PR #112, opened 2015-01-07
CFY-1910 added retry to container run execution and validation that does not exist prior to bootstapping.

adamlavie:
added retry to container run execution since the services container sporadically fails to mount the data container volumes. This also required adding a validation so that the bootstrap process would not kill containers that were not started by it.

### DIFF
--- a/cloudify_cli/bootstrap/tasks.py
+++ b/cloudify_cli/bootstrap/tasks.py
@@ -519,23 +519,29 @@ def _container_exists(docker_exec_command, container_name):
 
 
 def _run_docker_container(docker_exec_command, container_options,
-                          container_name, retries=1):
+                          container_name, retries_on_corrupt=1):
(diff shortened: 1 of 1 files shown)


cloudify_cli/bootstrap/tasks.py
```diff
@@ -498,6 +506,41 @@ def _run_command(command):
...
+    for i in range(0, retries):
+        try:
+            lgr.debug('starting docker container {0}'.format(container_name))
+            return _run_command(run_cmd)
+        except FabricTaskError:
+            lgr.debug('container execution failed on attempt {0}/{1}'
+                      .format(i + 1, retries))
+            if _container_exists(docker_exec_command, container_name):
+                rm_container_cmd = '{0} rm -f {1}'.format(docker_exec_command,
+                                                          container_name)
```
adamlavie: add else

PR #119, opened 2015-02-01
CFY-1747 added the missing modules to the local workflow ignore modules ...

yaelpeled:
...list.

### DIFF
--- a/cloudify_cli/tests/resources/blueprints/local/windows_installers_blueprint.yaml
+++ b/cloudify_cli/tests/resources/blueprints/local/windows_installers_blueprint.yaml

========================================================================

Task statement - Each line from the one holding "PR #119, opened 2015-02-01" down to the end of the records above is to be repeated exactly; no other line belongs in the reply.

Expected answer -
PR #119, opened 2015-02-01
CFY-1747 added the missing modules to the local workflow ignore modules ...

yaelpeled:
...list.

### DIFF
--- a/cloudify_cli/tests/resources/blueprints/local/windows_installers_blueprint.yaml
+++ b/cloudify_cli/tests/resources/blueprints/local/windows_installers_blueprint.yaml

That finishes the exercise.